TASK OBJECTIVE
What lines of the listing include the string "overcrowded"? Show them all.

INPUT MATERIAL
· · ·
PR #391, opened 2019-11-21
Don't show penalty count on LT screen

brian-brazil:


frank-weinberg:
They are intentionally on there, being commonly tracked by LTs.

JeneralPain:
Agree, the totality of the penalties ... ie "310 (6)" for example, you know
they're on 6 or something?

but I wouldn't remove it.

brian-brazil:
PLTs track penalties, LTs don't - and there's no way on this screen for them to alter them.

frank-weinberg:
It's pretty standard for (paper) LTs to keep a tally of Penalties for quick cross-checking with PT/PBT. 
When people are running paper backup parallel to CRG (which I expect to happen relatively regularly early on until trust in the software has been built), having the counts on the screen allows these cross-checks to be done locally.

And for pure CRG-setups, having the info on the screen at the very least allows LTs to check the plausibility of their box trip count on their own.

And it's not as if this screen area is overcrowded with columns.

brian-brazil:
> It's pretty standard for (paper) LTs to keep a tally of Penalties for quick cross-checking with PT/PBT.

I've not seen this as a common thing, and there's nothing related to this in the statsbook manual.

This is overall confusing, as the only things an LT could be summing based on their paperwork are box trips - which are not the same as penalties. It's basically only useful in the context of PT or PBT paperwork.

> And for pure CRG-setups, having the info on the screen at the very least allows LTs to check the plausibility of their box trip count on their own.

We don't expose box trip counts anywhere, so I don't see how this would work. This also presumes that there's ePT.

> And it's not as if this screen area is overcrowded with columns.

That's not a reason to add information not directly relevant to the role. We should be aiming to keep things as minimal as practical, as devices don't have infinitely wide screens.

Particularly if someone is using this in portrait view, which I'd expect to be usually the case for this screen.

frank-weinberg:
> I've not seen this as a common thing, and there's nothing related to this in the statsbook manual.

I see this being told even to rookie LTs and have seen it being done at any level of tournament I've been to.

> box trips - which are not the same as penalties

Which is why it's a plausibility check - if the numbers are slightly off, you can check if there was a double penalty or a self-report that explains it, otherwise you knowthat a detailed cross check is advisable.

> That's not a reason to add information not directly relevant to the role.

Like the current lineup on the PT screen? They can't change it, they don't track it, so why should they see it?
Or having the box buttons on the SBO screen?

> We should be aiming to keep things as minimal as practical, as devices don't have infinitely wide screens. 

Even at 400px screen width the cells are still wider than they are high, so adding extra width is unlikely to make them notably easier to hit. (And checking it on my 4" smartphone the screen is barely usable in portrait mode due to row height; cell width is still perfectly fine.)

I'm not claiming that there is an important use case for this, but there is one. And as long as we don't have a better use for the screen space, I'll be blocking it's removal.

brian-brazil:
> Which is why it's a plausibility check - if the numbers are slightly off, you can check if there was a double penalty or a self-report that explains it, otherwise you knowthat a detailed cross check is advisable.

How would you check that though? There's no paper to do tracking/logging/checkpointing on. That's quite a stretch once you get beyond a handful of penalties total.

> Like the current lineup on the PT screen? They can't change it, they don't track it, so why should they see it?

This is relevant to the role, as you (usually) only assign penalties to those in the jam and it doesn't take up any space.

> Or having the box buttons on the SBO screen?

This interacts with Lead, Lost, Jammer, Pivot, and Star Pass - so directly provides functionality.

> Even at 400px screen width the cells are still wider than they are high, so adding extra width is unlikely to make them notably easier to hit.

That's not what I'm seeing - checking with the Chrome mobile thingy, the closest preset is 414pixels wide (an iPhone 8 Plus) and the cells are higher than they are tall due to this column.

As these are the primary buttons on this interface, the bigger we can have them the better.

> I'm not claiming that there is an important use case for this, but there is one. 

I'd argue that it actively is going to cause confusion, as it's not obvious what this means, its link to the role is fairly tenuous, and only of potential use to quite experienced officials who work in a certain way and I would expect have some impressive mental skills.

Either you don't have ePT and this column is useless, or you have ePT and the blue not-yet-served highlights provide largely the same benefits in a way that will work for everyone without having to mentally track how many box trips each individual skater has had.

The instant I saw this I personally was confused, and after figuring out what it was judged that it was a blatant accidental regression. The code about which columns are displayed in which mode is a bit fragile after all. Accordingly I fixed the regression before recording the training videos.

frank-weinberg:
> and after figuring out what it was judged that it was a blatant accidental regression. 

And of course, as you are the ultimate authority in those questions, no statement by the person who actually created the screen is going to change that judgement.

brian-brazil:
I had videos to record on a deadline, I couldn't hold up everything to wait on the PRs for every bug I found along the way to get merged. I still believe this is a bug, this information doesn't belong on this screen. If there actually exists some tiny subset of eLT users who could actually use this throughout a game but don't want to open the ePLT screen where this is actually tracked they can always have the IWB open in another tab or on another device (an IWB in the penalty box may be nearby too).

frank-weinberg:
How does your self-imposed deadline justify the arrogance of continuing to call something a bug after the person who designed it has repeatedly explained that it is working exactly as designed?

brian-brazil:
Having a differing opinion is not arrogance. That the code does some particular thing doesn't meant that that may then never be questioned, nor that people who challenge it are automatically arrogant. I'd request that you use less divisive language, as this doesn't help bring things to resolution.

Had I known this was going to be contentious I'd have had the videos containing this UI element and pursued the bugfix post-release, as my intention was and is that the videos match the actual release.

JeneralPain:
Please stop arguing, it's completely counterproductive.

Lets come to a solution.

frank-weinberg:
> Having a differing opinion is not arrogance.

No. But insisting that you know better than me how a screen that I designed is supposed to work is. And by using the word "bug" you're doing exactly that. If you want this to be less confrontative then how about you stop calling the PR a bugfix and instead treat it as the request for a design change it actually is.

> my intention was and is that the videos match the actual release.

Well, I'm not going to give up a feature just to save you from redoing a video.

brian-brazil:
> insisting that you know better than me how a screen that I designed is supposed to work is.

You're free to explain your thinking on how it is supposed to work, I'm free to argue that a) an explanation of a particular workflow with sufficient detail to verify plausibility has not been provided, b) I can come up with no plausible general workflow which uses this, and c) even if there could theoretically exist an official whose brain works in a way such that this is actually of benefit to them, it's still not worth it due to the additional cognitive overhead and physical effort for everyone else. The best I can come up with requires a person with working memory around 4 standard deviations above an average human. Presuming a normal distribution that's 1 in ~30k people, likely much much fewer given the time constraints also involved. (This is just a very rough estimate, the short version is you can't expect someone to remember more than about 7 digits at once. And in a game there's 15 skaters to track box trips/penalty counts for. Plus the other work an LT has to do that also require working memory, such as 3-5 slots for the lineups themselves).

I would like you to explain your thinking on how it is supposed to work, in sufficient detail that it's possible to evaluate if it's possible to do follow this workflow within the abilities of a typical human with the data volumes and time constraints of a typical game. Put another way, what procedure should I follow to determine "if the numbers are slightly off"?

If this is a good idea, then we need to be able to teach people that workflow. If there is no such general workflow, then this is what custom screens are for: things that some particular people/leagues find useful, but don't make sense for users or the scoreboard in general.

Given that I've yet to make my own paperwork PBT cross-check workflow fast enough to work and  that involves less computation on simpler data structures - plus I can employ additional data structures when working on paper - I don't think this is workable for eLT.
My expectation is that to be workable any such procedure would require adding features to eLT that amount to ePLT - and we already have a screen for that.

> And by using the word "bug" you're doing exactly that.

I can call it a wart (or possibly misfeature) instead. My argument remains the same.

> Well, I'm not going to give up a feature just to save you from redoing a video.

I'm not arguing that, I was explaining why I recorded with it removed.

frank-weinberg:
> I can come up with no plausible general workflow which uses this

You're the one requesting a change here, so you should be the one arguing how your change is improving things.

> Put another way, what procedure should I follow to determine "if the numbers are slightly off"?

Scenario 1, you have a paper-LT next to you, who does keep track of the tallies (as the majority of LTs I've worked with do): Compare the number on your screen with the tallies of the paper-LT. That's as simple as it gets.

Scenario 2, you're alone: Count the number of $ and + signs in your paperwork. Adjust for any double penalties or self-reports/revoked penalties you already know of (two numbers, which I've never seen exceed 5 in a game - and it's sufficient to remember their difference which makes it a single number in the range -5..5). Compare to the total number of penalties for your team. Even in a penalty heavy game this can be done in well under 30s.

> I can call it a wart

... because using more insulting language is surely going to help diffuse the situation.

JeneralPain:
Arguing isn’t helping us!

Seriously!!!

Can we settle this like adults please?

brian-brazil:
> You're the one requesting a change here, so you should be the one arguing how your change is improving things.

As I've said it's removing information not relevant to the role, so the argument is that it's bloating the UI for no good reason. The question then is why do we have this UI element given it's not strictly necessary, is there a reason to justify keeping it?

> Scenario 1, you have a paper-LT next to you, who does keep track of the tallies (as the majority of LTs I've worked with do): Compare the number on your screen with the tallies of the paper-LT. That's as simple as it gets.

So the LT wishes to look at the IWB, and is using the eLT for that purpose. That's not a use case that helps the eLT, you'd be better providing an eIWB to the LT.

> Count the number of $ and + signs in your paperwork. 

Towards the end of the game you've to scan across ~80 lines with ~400 fieldings, and of those ~1200 boxes of which say 50 are non-blank (40 trips, plus some occurring across jams) that you need to look closely to see whether they're -/+,  or S/$. I can count to 50 inside my head in about 10s, without having to do all the parsing.

Grabbing the first statsbook to hand (37 penalties for the team) I've found that a zig-zag pattern is best, and I'm coming in at around 40s to go through it if I want to get the right answer. Scrolling with my mouse wheel is making it a bit tricky in a way that wouldn't happen on a touch screen, so let's call it 30s.

You'd also need to spot any trips where they were released between jams which would require full parsing of each trip to spot. So you can't just look for $ and +, you need to spot unterminated S and - too which would be slower again.

> Even in a penalty heavy game this can be done in well under 30s.

You don't have that much time even. During the lineup you're getting fieldings (I'd say that it usually takes me 20s on a good day), and during the jams you should be looking at the game. So you've maybe 10-20s, and the longer it is the more likey you are to be interrupted and have to start again.

The scrolling involved is also going to make you much less responsive to performing the actual role, as every time you need to count again from P1J1.

Aside from this not working time wise, this workflow also only requires the total penalties. It does not need the entire column with the per-skater values. If you just want that total then that could go in the table header somewhere (break out the skater number column's header I guess) and skip the whole manual counting thing and present the delta between penalties and box trips to the eLT directly. If it's `box trips - penalties`, then we'd avoid a potentially confusing negative value when there's eLT but no ePT as it's just the number of box trips then.
This seems to me like a useful thing to have for both eLT and ePLT in all scenarios. Would that work for you?

> two numbers, which I've never seen exceed 5 in a game - and it's sufficient to remember their difference which makes it a single number in the range -5..5).

Agreed, it's going to be a small and easy to remember number. Plus the comment feature helps track that, and the little red dots are easy to scan for. We should probably also have a way to more easily track double penalties for a trip as a comment, but that's a topic for another day.

> ... because using more insulting language is surely going to help diffuse the situation.

Wart is the standard technical term for this: http://www.catb.org/jargon/html/W/wart.html

frank-weinberg:
> So the LT wishes to look at the IWB, and is using the eLT for that purpose. That's not a use case that helps the eLT, you'd be better providing an eIWB to the LT.

But that would require an extra device or for the eLT to switch to a different screen. With the current setup the LT can just take a glance at the screen.

> present the delta between penalties and box trips to the eLT directly. [...] Would that work for you?

For me personally, whom I have read this discussion, in the given scenario, yes. For the average NSO in general almost surely not. That's a number that's not used anywhere yet and its meaning is not immediately obvious without explanation. Penalty counts are something people have seen and know what they mean.
Plus there are other scenarios where it can be helpful to know penalty counts. E.g. an LT might be positioned well to make a team aware that they need to send a substitute. Having a penalty count helps them know when to check for a corresponding signal from the PBM. Minor and not their core duty but occasionally useful. I'm sure there are more such scenarios.


The most I'd agree to here is an option to hide the column in the event that a user is really scrambling for screen space (or explicitly wants the reduced interface for other reasons). But I won't agree with taking potentially useful info away from people as long as it doesn't interefere with something more important.

> Wart is the standard technical term for this

The given definition doesn't really make it better. For starters using the term still transmits the notion that you have chosen your stance and are unwilling to reconsider. And I don't see how a a term that's defined using words like "ugly" does not qualify as insulting on at least some level.

brian-brazil:
> But that would require an extra device or for the eLT to switch to a different screen. With the current setup the LT can just take a glance at the screen.

The question then is why does it go on this screen, rather than any other? This is very, very niche that you have both LT and eLT, and the LT is tracking penalties, but not acting as PLT, and you have an ePT, but you don't have any more devices available such as mobile phones (which are okay for eIWB in a pinch) nor can the LT look at an eIWB in the penalty box or team bench which they are likely to be beside at least one of.

> That's a number that's not used anywhere yet and its meaning is not immediately obvious without explanation.

Agreed, I was trying to find some solution though and this seemed to meet your stated needs much better than what you're proposing. By rejecting this though it's difficult not to conclude that making it possible cross check between penalties and box trips as eLT is not actually your reason for having such a strong belief that this UI element is so important.

> Plus there are other scenarios where it can be helpful to know penalty counts. E.g. an LT might be positioned well to make a team aware that they need to send a substitute. 

Once again this is a very niche scenario. You're talking a situation where you've an ePT, two eLTs but probably not an eIWB for the teams, and teams aren't tracking skaters close to foul out, and the box isn't on top things. Worst case it's an OTO to handle the foul out, which was probably going to happen anyway as it usually does.

> Having a penalty count helps them know when to check for a corresponding signal from the PBM. 

Confirming penalty counts is PT/PBM communication, not LT/PBM communication, as LTs don't officially track penalty counts and the eLT screen has no facility track per-skater penalty counts. In addition it requires that the eLTs aren't keeping an eye on the box, and if that's the case it seems pretty unlikely they're experienced enough to notice and then be able to take action to make this situation go a tiny bit more smoothly.

> I'm sure there are more such scenarios. 
> But I won't agree with taking potentially useful info away from people as long as it doesn't interefere with something more important.

As a reductio ad absurdum, why not show the full statsbook on all screens? Maybe the eLT, ePLT, or ePT is in a position to notice that the jammer was out of the engagement zone at the end of a jam, but the trailing 0 wasn't entered in the eSK. Maybe we should put the skater UUIDs back not only on the roster screen, but beside every other place there's a skater number in case they happen to help someone spot an botched skater number correction. The argument that some piece of information which is vaguely related to a position because there exist rare circumstances where it might be useful must be placed on a screen by default leads inevitably to that conclusion.

There has to be a bar, and when the only justifications involve chains of niche and/or unlikely circumstances that falls well below the bar in my view. UI elements should be tied to established roles and typical scenarios, and the presence of something niche should be due to the relevant rule/statsbook being themselves niche (e.g. overtime jams) rather than prioritising theoretical situations where they might potentially help without any consideration of how clutter could bring far more harm overall.

> For starters using the term still transmits the notion that you have chosen your stance and are unwilling to reconsider. And I don't see how a a term that's defined using words like "ugly" does not qualify as insulting on at least some level.

Any word in this space is going to have some notion that there is badness and we have to be able to express opinions that aspects of software are bad, otherwise we can never improve it.

frank-weinberg:
> LTs don't officially track penalty counts

They very often do in practice. At all levels. Just because the Statsbook manual doesn't mention it or you happend to not notice it doesn't mean it's not done. Please stop assuming that anything you havent seen in officiating must be a rare occurence.

>>as long as it doesn't interefere with something more important.

> As a reductio ad absurdum, why not show the full statsbook on all screens?

I wonder where that answer may be hidden. Maybe in plain sight?

brian-brazil:
>They very often do in practice. 

I'm not claiming otherwise, however the question here is what should an eLT screen whose purpose is to be used by a NSO doing eLT contain?

If your argument is that there should be a screen that does both eLT and allows the eLT person to track penalty counts then let's talk about if it makes sense to have such a screen. I'd argue that we should direct such users to ePLT, as it already does that. After all it's what I've seen many LTs do in terms of unofficial additional paperwork, and PLT is the future.

Wedging in one part of such a screen in to eLT is not a solution to anything though. This column does not help such an eLT track penalty counts, as once again the eLT has no way to enter or alter them, nor is it plausible for them to manually cross-check, and you rejected my suggestion on the one way I could think of to have a viable feature here. Thus it is useless for eLT, whether they're trying to track penalty counts or not.

This information is at best a distraction, taking up space that could be better used for the actual eLT, and in the worst case will cause confusion and problems during a game. It should never have been added to this screen, and should be removed now.

> Just because the Statsbook manual doesn't mention it or you happend to not notice it doesn't mean it's not done.

Extra paperwork/notes is possible on paper because there's blank space, you can write anything, and indeed it's encouraged. That doesn't work with electronic roles, where we have to explicitly design all the input and interactions upfront. While I wouldn't mind a few more notes fields, it's never going to be as expressive or have as many options as what you can do on paper.

In practice this means the screens need to focus on the core of the roles. Where there's existing "unofficial" practices which help the electronic role (e.g. the SK dot system) we have incorporated them, but most of them aren't going to work out due to the change in medium and single source of truth nature of the scoreboard (e.g. ePT isn't going to be tracking jammers/TTOs/ORs, whereas a PT usually would).

>> As a reductio ad absurdum, why not show the full statsbook on all screens?
> I wonder where that answer may be hidden. Maybe in plain sight?

That would be my point, it's an absurd idea. Adding arbitrary elements to screens what have no plausible workflow is a bad idea. There's basically as much justification for adding per-player scores to eLT as there is per-player penalty counts, which is to say essentially none.

The eLT's purpose is to serve the eLT. If someone wants to experiment with a non-standard disposition of responsibilities among the NSOs, they're free to build custom screens.

frank-weinberg:
>If your argument is that there should be a screen that does both eLT and allows the eLT person to track penalty counts

My argument is that eRole should have all info available that Role would typically have available. Most LT track penalty counts, so that info is typically available.

brian-brazil:
> My argument is that eRole should have all info available that Role would typically have available.

I don't disagree in general...

> Most LT track penalty counts, so that info is typically available.

...however I think you're misinterpreting the situation here. We have cross-role information elsewhere (e.g. ePT gets the current lineups as a hint, which has no basis in the paperwork at all - but is clearly useful), but this doesn't fit that mould.


The observation is that many experienced LTs will produce extra paperwork, from which per-player penalty counts are readily available. We both agree this is a thing.

Your argument is then that based on this we should make per-player penalty counts available on the eLT screen, however I have demonstrated above (and you've not provided any counter-arguments/evidence) that such information has no plausible use.

So having this information on the screen, and indeed the paperwork, smells like cargo culting to me. While that appears be the case electronically, it'd seem odd (though not entirely unexpected give the spread of officiating practices in the past) that so many experienced LTs would end up doing pointless work that doesn't benefit either them or the game.

So let's say the goal of this extra paperwork was indeed to have per-player penalty counts. We know that's not really useful for the LT paperwork per above, however knowing those numbers would allow a quick cross-check with the PT to see if a penalty was missed by the PT and for which skater. From there you can take an OTO if it risks being game impacting, and trawl through the paperwork to get it all resolved.
For eLT/ePT that's pointless though, as the penalty counts on the eLT screen came from the ePT so you'd just be giving the ePT back their own numbers.

So that's one potential viable use on paper, but which doesn't apply electronically. What if having per-player penalty counts readily available isn't actually the goal of the extra paperwork, but a mere side effect of something else? This is what I believe is primarily happening here.

My belief is that it is not the per-player counts themselves that are important, but the process of recording the per-player penalties that is the useful thing to some experienced LTs. By writing down the penalties as they hear them, they a) force themselves to be more aware of penalty calls and thus b) may notice if they've forgotten to write down a box trip on the LT paperwork, c) may have additional personal annotations/mnemonics around when a penalty/box trip is "done", d) other stuff that varies per person.

That this produces a per-player record and thus count of penalties is incidental. Just like a PT writing down the jammer numbers helps them track the jam number when there's no scoreboard - and incidentally produces a backup list of all the jammers in case the SK/LT missed them.


So in effect if we wanted the benefits of this extra paperwork, it would seem that you basically have to either switch to doing ePLT, or give the eLTs some paper.

frank-weinberg:
>I have demonstrated above (and you've not provided any counter-arguments/evidence) that such information has no plausible use.

I stopped reading at this point. I did provide examples for plausible use. If you decide to simply ignore them, there's no basis for further discussion. The line I've drawn above stands: I will not accept anything beyond an option to hide the column.

brian-brazil:
> I did provide examples for plausible use. If you decide to simply ignore them, there's no basis for further discussion. 

I didn't ignore them, I refuted them. They all either require some quite strained assumptions and/or don't benefit the eLT. The only one that might benefit the eLT I provided evidence that it was unworkable in practice, which you have not challenged.

I see no use cases that come close (even in aggregate) to justify taking up ~1/7th of the horizontal space on this screen. Would you like to provide any further arguments?

I'm happy to engage in actual debate so we can find the right way forward here. If you've got some workflow in mind that you've failed to communicate thus far but would make eLT better for everyone then let's talk about it. Taking the stance that you refuse to even discuss this is not however productive.

frank-weinberg:
> I provided evidence that it was unworkable

You tried it once, it took longer than you deemed worthwhile and from that you concluded that no one will ever want to do that. If that counts as evidence, then my sample of multiple NSOs who have said they don't want this column to be removed (vs. no one except from you preferring removal) is sufficient evidence to keep it.

brian-brazil:
> You tried it once, it took longer than you deemed worthwhile and 

When I do a benchmark, I do try to do it fairly.

As you didn't share a specific technique I tried it multiple times, trying to find the most efficient way to do it accurately, made allowance for my hardware/software being suboptimal, and doing it repeatedly on the same dataset would have naturally made me a little faster each time too. I probably did around 20 attempts in all.

Given the above, I would consider 30s as a good lower bound. If memory serves my actual best was 37s. 

> from that you concluded that no one will ever want to do that

I didn't come to that conclusion, as I don't control what people will want.
I concluded however that it takes too long to actually be of use during a game, which'd need to be nearer 10s.

In any case this particular argument doesn't support per-skater penalty counts, only the overall team penalty count.

> then my sample of multiple NSOs who have said they don't want this column to be removed 

Have any of them articulated a good reason to add this column? My own experience of getting feedback on this is that it's one of those ideas that sounds good on the surface, but that evaporates when you ask them why they want it. And that's before any potential costs/downsides are considered.

Per my response two back, I think it's largely cargo culting here. Probably with a bit of an undercurrent that more data is automatically better (an anti-pattern I often see in my day job, where the moral equivalent of putting the entire statsbook on every screen is not uncommon).
What makes sense on paper doesn't automatically make sense electronically.

frank-weinberg:
>Have any of them articulated a good reason to add this column?

Why would they? It's already there.

And let's go through your arguments for removal:

- On some screens space it at such a premium that the space this column is taking would be required for the other cloumns to be usable. - That's what an option to hide it is for.

- It might confuse people. - That's an unsubstantiated claim thus far. I have yet to see anybody being confused. And if it actually did, that would be a reason to change the default of the option but not to remove it altogether as long as other people find it useful.

- The people that find it useful are mistaken about that and just following a cargo cult. - That's you patronizing people about how they should do their job. We're providing a tool here. A good tool is adjusted or adjustable to the user's needs instead of forcing the user to adjust to the tool.

Did I miss anything?

brian-brazil:
> Why would they? It's already there.

I thought they might have requested it before it got added. That would mean then that this UI element is entirely your idea, and noone else had asked for to it to be added.

Did any of them give a to reason why they don't want it to be removed?
Or put more bluntly, has anyone presented a use case or workflow for this that didn't originate from you?

> On some screens space it at such a premium that the space this column is taking would be required for the other cloumns to be usable. - That's what an option to hide it is for.

It's not just about space being a premium, this is a continuum. Making everything else smaller makes things harder to read, and buttons smaller targets to hit. Both will slow people down, and/or lead to mistakes.

Every UI element has a cost. The question is is this one worth it?

In addition every option has a cost, both to users and for maintenance. It's usually better to hardcode than add an option.

> It might confuse people. - That's an unsubstantiated claim thus far. I have yet to see anybody being confused. And if it actually did, that would be a reason to change the default of the option but not to remove it altogether as long as other people find it useful.

Cognitive overload is a thing, and tends to be subtle. Every UI element confuses people, even if they don't realise it. The question is which ones are then worth it. Usually it doesn't come up as UI elements typically have a clear purpose with clear benefits that more than make up for this.

What's even more fun is that people can think something is useful, even though it demonstrably is far from optimal. The more complicated or convoluted something is the more likely they'll vehemently argue that it's essential.

> That's you patronizing people about how they should do their job.

No, it's me trying to explain the observation that this appears to have no notable real world uses but there's extremely strong sentiment for keeping it anyway. I'm trying to argue in good faith and find the most charitable interpretation of things, so I'm open to other explanations.


This is why I'm trying to tease out a workflow, as that's evidence which would show that this is actually a good idea and not merely blindly copying things from paperwork.

> A good tool is adjusted or adjustable to the user's needs instead of forcing the user to adjust to the tool.

A good tool also serves a user's actual needs, without extraneous aspects. What a user says they need versus what they actually need regularly differ, e.g. the XY problem.

A good tool does not cater to every whim of users, that's how we ended up with e.g. 30+ overlay screens.

Let's serve users actual needs.

> Did I miss anything?

I'm arguing not only that this should be removed, but that it should never have been added in the first place.

Your argument at this point appears to be primarily that it's here now, so we're not ever allowed remove it even if it turns out that there wasn't a good reason to add it in the first place.

I don't buy that argument, and am asking you to justify adding it in the first place. This slipped past code review (as I said it sounds good at first glance, so my mind skipped past that sentence) so we never had that discussion at the time. I would hope that we wouldn't be in a place where something missed in code review can never be subsequently challenged.

frank-weinberg:
>It's usually better to hardcode than add an option.

The more diverse a user base is, the less likely a one-size-fits-all approach is to be a good one. And our user base is very diverse in many aspects.

>Let's serve users actual needs.

You're not doing that by claiming you know their needs better than they do. You can try to explain why you think they actually need something else but it will still be them who know best what they need. If your arguments don't convince them, your assumption should be that you haven't understood them fully, not that they don't know what they need. Because that's - I repeat myself - patronizing.

brian-brazil:
> The more diverse a user base is, the less likely a one-size-fits-all approach is to be a good one.

This is true in general (e.g. the colourblind stuff we just added), but I'm not sure how it helps your argument here. Accessibility concerns would argue towards removing this, as arguments in this area are stronger forms of the arguments I've been making.

> If your arguments don't convince them, your assumption should be that you haven't understood them fully, not that they don't know what they need. 

I have attempted to understand you and have given you multiple chances to so do. I have even refuted stronger versions of arguments you've made, and come up with arguments on your side.
At this point any responsibility for failing to be understood is on you.

> it will still be them who know best what they need.

I've already explained that this is not how humans work. Cialdini's book is one of the standard texts if you want to read more, but the short version is that humans say they need isn't automatically what they actually need.

As another reductio ad absurdum, if someone says they don't need vaccines then they must be right even if all the evidence indicates otherwise.

>> Or put more bluntly, has anyone presented a use case or workflow for this that didn't originate from you?

I note a lack of an answer to this question, from which I infer that this UI element is entirely for you. 

I don't think it's wise to add UI elements that are only for the sake of a single user - even if that single user finds it to be the most useful thing ever -  that's what custom screens are for.

frank-weinberg:
>from which I infer

Infer whatever you want. I'm blocking this PR based on "It brakes a Use case". Unless you come up with an advantage this PR brings beyond "fewer UI elements are better per se" or change it to comply with the line I've stated, I won't reply further.

AlpenYeti:
Well, this certainly looks like an unhealthy way of ending things... I am not an experienced eLT so I will not be able to give a very well qualified point of view on this side, but as a curious and somewhat logical software user, I would like to add as an argument towards removing it that it feels weird to have an information on your screen that you can not interact with.

Counting trips as eLT would seem interesting because when you press the Box trip button, you see the counter go up. In the case we are currently calmly discussing, it means you have a piece of information that updates without you being able to fix it, act on it or anything.

For me, having an information on screen that I can not change myself means it should not be there. I don't want to go to Brian's lengths as far as _reductio ad absurdum_ goes, but I would say that it is as useful to keep as would the period clock on all the screens. It is always a nice info to have, it can help in some cases, but most of the time, you do not need it or if you want it you can have it on the screen in question.

I hope this might help you all go forward a bit further...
· · ·
EXERCISE RESULT
And it's not as if this screen area is overcrowded with columns.
> And it's not as if this screen area is overcrowded with columns.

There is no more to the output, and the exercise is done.